El pasado sábado, por una invitación del padre Freddy Escudero, tomé parte en la Séptima Jornada de Dignificación del Hermano Habitante de Calle, actividad que con base en la solidaridad de los fieles le permitió a la parroquia de los Padres Franciscanos atender más de 200 personas de todas las edades que, por diferentes circunstancias de la vida, han terminado viviendo en condiciones difíciles, desafiando el frío, el hambre y la soledad que produce la carencia de una familia.
Lo más gratificante y a la vez doloroso fue el toparme con dos o tres personas talentosas, con dones entregados por el Altísimo pero que sucumbieron ante el flagelo de la droga y el alcohol y hoy van de un lado a otro, recordando que un día tuvieron familia y la perdieron, recitando versos y anhelando un abrazo, una palabra de afecto.
Debo confesar que a pesar de mi caminar en la fe, me costó un poco de trabajo hacer contacto con ellos, pero fue el “poeta”, un reciclador que siempre va por la calle mostrando su sonrisa, el que derribó la muralla al extender sus brazos para fundirnos en un abrazo que desde la sabiduría que da la calle colofonó con una frase que encierra el motivo de esta columna: “Ahí no fue usted el me abrazó, fue Cristo el que lo hizo” en ese instante se me aguaron los ojos, se fue el olor que produce el sudor tras varios días sin baño y entendí la esencia del evangelio de San Mateo, capítulo 25 del 35 al 40 que cierra Jesús diciendo: «En verdad os digo que en cuanto lo hicisteis a uno de estos hermanos míos, aún a los más pequeños, a mí lo hicisteis».

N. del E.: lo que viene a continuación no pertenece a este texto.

PR #810, opened 2017-10-13
Removing references to Managed Software Update in MunkiStatus

fuzzylogiq:
Noticed this while poking around for rebranding purposes. A couple of the MainMenu.strings for MunkiStatus still have the window title "Managed Software Update" even though their localised translation is now "Managed Software Center".

N.B. I believe this is the only bit of MunkiStatus that is actually user-facing. There are other problems in the localised MainMenu.strings files which all refer to Managed Software Center or its translations rather than MunkiStatus, but not sure if it's worth correcting if user will never see them?


gregneagle:
Did you check the localizations in Managed Software Center for da and fi? The intent would be for the MunkiStatus window to have the same title as (localized) Managed Software Center.

fuzzylogiq:
Yup, in fact that’s _why_ I noticed. Because when I was doing a search replace for Managed Software Center (which is untranslated from US English in the da and fi translations), I noticed these two weren’t changing the window title of MunkiStatus but were changing all other references in MSC.app

PR #820, opened 2017-12-01
Add a custom header with the serial number

np5:
I could add a configuration option too. IncludeSerialNumberHeader boolean ?


gregneagle:
I don't understand the purpose of this proposed change: what problem it solves; what application it has.

A Munki preflight script would be another place to construct arbitrary http headers and would require no code changes to Munki.

np5:
This could be used to detect when machines are cloned for example. But you are right, we could do it with a preflight script. I didn't think of that.

groob:
@np5 you also have osquery at your disposal to audit the munki configs accross your fleet ;)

El estar en medio de ellos, hermanos que quizá perdieron el norte, me llevó a magnificar lo que tengo. Verlos lucir el estrén que les entregaron, bañarse con placer, saborear con exquisitez el café con pan y la suculenta lechona del almuerzo servida con amor me hizo sentir una vez que soy un bendecido por Dios y la vida, solo que en ocasiones me quejo más de lo debido.